Lindsay: I think it would be great to have this information. automating a way to pull it from pfam would be preferable i would imagine. we could manually curate it for a few to get a sense of what the problems are, but if we automate it then we have the hope that this will scale to large networks of proteins.
(4) This is just speculation on my part, but it seems that the 'more information' we may need for this is something that could be expressed in a biochemical ontology…or some other resource that burrows down into what gives TIR the functions it has (CheBI?)
Anna Maria: The TIR domain binding function of TRIF is given by its particular aminoacid sequence in a specific region(tir domain)
Lindsay: this would indeed be very useful. this would allow us to make predictions about which SNPs are likely to impact function.
(5) Please note, if SPARQL queries do nothing more than bring these disparate pieces of information together, this would still be a very useful tool..b/c it would enable someone like me who has no training in biology to find all of the relevant resources, defs, and references quickly.

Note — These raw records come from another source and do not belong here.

PR #459, opened 2026-08-27
fix(ios): run surface transitions on main thread

### LINKED ISSUE #458: iOS: surface configuration mutates CAMetalLayer off the main thread
## Summary

On iOS, canvas surface attach and configuration can reach Dawn and mutate the backing `CAMetalLayer` from a React JavaScript or worklet runtime instead of the main thread. Core Animation layer mutation is main-thread-only, so the current behavior is undefined during lifecycle churn.

## Reproduction

**Reproduction branch:** [AlirezaHadjar/react-native-webgpu `repro/cametal-main-thread`](https://github.com/AlirezaHadjar/react-native-webgpu/tree/repro/cametal-main-thread)

This branch starts directly from upstream `main`. It changes only three files: it reuses the existing **Diagnostics -> Surface Churn** screen, opens and starts it automatically in iOS Debug, and adds a Debug-only assertion at the `CAMetalLayer` mutation site. It contains no fix.

1. Check out `repro/cametal-main-thread`.
2. Build and run `apps/example` as Debug on a physical iPhone.
3. The app opens **Surface Churn** and begins remounting and configuring the canvas every 400 ms.
4. Xcode prints:

```text
[cametal-repro] CAMetalLayer main-thread check: FAIL
```

The Debug assertion then stops at:

```text
CAMetalLayer mutations must run on the main thread
```

## Why it happens

Pending surfaces are adopted at frame boundaries on whichever runtime renders. The inactive-surface flush also uses the React JavaScript `CallInvoker`:

```cpp
_jsCallInvoker->invokeAsync(
    [info = std::move(info)] { info->applyPendingAttach(); });
```

Both `SurfaceInfo::configure()` and `applyPendingAttach()` can call `wgpu::Surface::Configure()`. On Metal, that operation configures the backing layer. `applyPendingAttach()` also assigns `CAMetalLayer.colorspace`.

## Physical iPhone reproduction data

This test targets issue #458 on hardware. No simulator measurements are included. I recorded five Xcode Activity Monitor runs on an iPhone 16 Pro Max running iOS 26.6.1, in this order: unfixed, unfixed, fixed, fixed, unfixed. Every run used the same Debug configuration, dependencies, signing, 15-second warmup, 60-second capture, fresh process, and 400 ms Surface Churn remount interval.

| Metric | Unfixed (upstream `main`) | Fix (#459) |
| --- | ---: | ---: |
| Runs | 3 | 2 |
| Total remounts | 450 | 300 |
| Mean app CPU | 31.78% | 16.64% |
| Average starting physical footprint | 378.52 MiB | 358.68 MiB |
| Average peak physical footprint | 388.97 MiB | 364.85 MiB |
| Average memory-growth slope | 7.06 MiB/min | 7.60 MiB/min |
| Crashes or WebGPU validation errors | 0 | 0 |

The Debug assertion on the unfixed reproduction branch reports `CAMetalLayer main-thread check: FAIL`, which reproduces the thread-confinement violation on a physical iPhone. During the same lifecycle workload, the fixed build used 47.7% less mean app CPU and about 20 to 24 MiB less physical footprint. The memory-growth slopes were effectively unchanged, so these runs do not establish a memory-leak fix.

## Proposed fix

- Run Apple surface attach, configure, reconfigure, unconfigure, and stale-surface recovery on the main thread.
- Send the inactive-surface attach flush directly to the main queue on Apple platforms.
- Dispatch before taking `SurfaceInfo`'s mutex, and release the mutex before synchronous stale-surface recovery to avoid lock inversion.
- Revalidate the frame epoch after dispatch so a lifecycle or frame change cannot be overwritten.
- Keep frame rendering, command encoding, queue submission, and presentation on their existing runtime.
- Add a Debug-only main-thread assertion at the `CAMetalLayer` mutation site.

## Acceptance criteria

- Every Apple operation that reads or mutates `CAMetalLayer` state runs on the main thread.
- Surface churn completes without deadlock or stale presentation.
- Rendering and Dawn queue work remain on their existing runtime.
- The physical-device Debug build passes, along with example lint and TypeScript checks.

AlirezaHadjar:
Fixes #458.

Moves Apple surface transitions to the main thread and retains detached surface state until the frame that acquired it reaches present. This fixes Core Animation thread confinement and prevents teardown from racing `getCurrentTexture()` / `queue.submit()`.

Validated on an iPhone 16 Pro Max with five 60-second Xcode Activity Monitor runs and 750 total remounts:

- mean app CPU: 31.78% to 16.64% (-47.7%)
- physical footprint: about 20 to 24 MiB lower

### DIFF
--- a/packages/webgpu/apple/MetalLayerColorSpace.mm
+++ b/packages/webgpu/apple/MetalLayerColorSpace.mm
@@ -1,7 +1,7 @@
 #import <CoreGraphics/CoreGraphics.h>
 #import <Foundation/Foundation.h>
 #import <QuartzCore/CAMetalLayer.h>
-#import <QuartzCore/CATransaction.h>
+#import <dispatch/dispatch.h>
 
 #include "webgpu/webgpu_cpp.h"
 
@@ -16,6 +16,15 @@ namespace rnwgpu {
 // behavior: identical colors, with the extra precision of float16.
 void applyCAMetalLayerColorSpace(void *nativeSurface,
                                  wgpu::TextureFormat format) {
+#if DEBUG
+  static dispatch_once_t threadCheck;
+  dispatch_once(&threadCheck, ^{
+    NSLog(@"[cametal-repro] CAMetalLayer main-thread check: %@",
+          NSThread.isMainThread ? @"PASS" : @"FAIL");
+  });
+  NSCAssert(NSThread.isMainThread,
+            @"CAMetalLayer mutations must run on the main thread");
+#endif
   CALayer *layer = (__bridge CALayer *)nativeSurface;
   if (![layer isKindOfClass:[CAMetalLayer class]]) {
     return;
@@ -30,14 +39,6 @@ void applyCAMetalLayerColorSpace(void *nativeSurface,
     // Restore the default (no color matching) when reconfiguring back to an
     // 8-bit format.
     metalLayer.colorspace = nil;
-  }
-  // The change must be set synchronously so the first present already sees
-  // it, and it must reach the render server. On a non-main thread (RN JS or
-  // worklet runtime) the property lands in that thread's implicit
-  // CATransaction, which may never commit on threads without a spinning
-  // runloop, so flush it now. On the main thread the runloop commits it.
-  if (!NSThread.isMainThread) {
-    [CATransaction flush];
   }
 }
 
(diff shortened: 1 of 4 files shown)


wcandillon:
Thank you for this, I need to think about it a bit more deeper

wcandillon:
@AlirezaHadjar just wanted to tell you that I am not dropping this issue. Currently looking at the same issue on Skia Graphite, once we fix there, I will circle back on this one. It just need a bit of more designing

Lindsay: i think this might be part of what neurocommons does. they may not at this stage include the types of information we are working with, but i think their overall goal is to bring disparate pieces of information together.
However, (even wilder speculation) since we are going for the holier grail of identifying trif-like proteins, maybe we should start discussing rule-based models of how and where trif-like-things bind…short of doing a whole ontology for each macromolecule. Lindsay would your Prolog rule-based microenvironment model be suitable for filling in/inferring the extra bit of information needed for this part of the query? Alan, would a port of a prolog model into a rule language like SWRL play nice with SPARQL queries?

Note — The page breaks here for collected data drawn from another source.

PR #463, opened 2026-09-01
fix(💥): fix hot reload prototype cache 

### LINKED ISSUE #461: SIGSEGV in NativeObject<RNWebGPU>::installConstructor when install() runs after an expo-updates OTA apply (Android)
## Environment

- react-native-webgpu 0.5.15 (via the react-native-wgpu shim)
- react-native 0.85.3, Expo SDK 56, expo-updates ~56.0.21, Hermes
- HUAWEI MatePad 12 X (LRT-W09), Android 12 (API 31), arm64

## What happens

When an expo-updates OTA applies, the JS runtime is torn down and recreated in the same process. The app then crashes with a SIGSEGV null deref during WebGPU install. The relaunch is clean because the update is already installed, so it costs exactly one crash per OTA apply. Reproduced on every OTA apply on this device; we have not tried other hardware yet.

## Stack (from `dumpsys dropbox data_app_native_crash`)

```
#00 libjsi.so                 facebook::jsi::Value::~Value()+24
#01 libreact-native-webgpu.so jsi::Object::setProperty(...)
#02 libreact-native-webgpu.so rnwgpu::NativeObject<rnwgpu::RNWebGPU>::installConstructor+512
#03 libreact-native-webgpu.so rnwgpu::RNWebGPUManager::RNWebGPUManager(...)
#05 libreact-native-webgpu.so Java_com_webgpu_WebGPUModule_initializeNative
#08 base.vdex                 com.webgpu.WebGPUModule.install
```

## What I think happens

`install()` runs eagerly at JS module evaluation (`const _installOk = WebGPUModule.install()` in `src/main/index.tsx`), so it re-runs on the recreated runtime after the OTA apply. The NativeObject prototype cache is static and process-wide, and the runtime-aware swap compares runtime pointers. If the recreated runtime lands on the freed runtime's address, which is likely for an in-process recreate, `installConstructor` reuses stale `jsi::Object`s from the dead runtime and `setProperty` destructs a dead-runtime `Value`.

Lindsay: i think not for two reasons. one being: i didn't (and don't) know anything about prolog, so i doubt what i made was useful for anything other than me thinking outloud. the other reason is, the rules i was trying to write were intended to capture the consequences of cells responding to particular signals in their microenvironment. i was represening things like
microenvironment X -> cell behavior Y
the events on the inside of the cell were not specified. ultimately, that is what we want though, we want to make predictions about what a cell will do when presented with particular sets of signals, so i think it would be great if we could link the pathway stuff to the cellular level stuff. i think my prolog stuff might be useful for helping me show you what i was trying to do, but i don't think we will be able to actually use it for anything.
I hope none of the above reveals too much disorganization of thought on my part or too much of a tendency towards an everything-and-the-kitchen-sink approach to this use case, but I think it would be nice to have some information for queries flowing from other ontologies, some from logical inferences, and some from on-the-fly computations using traditional approaches (DiffEq models of protein-protein interactions). Feel free to quell my speculation though
Anna Maria: I am writing as ignorant of SPARQL and rule-based models , but from my biological point of view I think that "trif -like thing" should be find out by the fact that they have the SAME TIR BINDING DOMAIN FUNCTION and that have the possibility to be in the SAME LOCATION of TRIF. This would be a huge information for biology. May be we should organize another call to discuss it.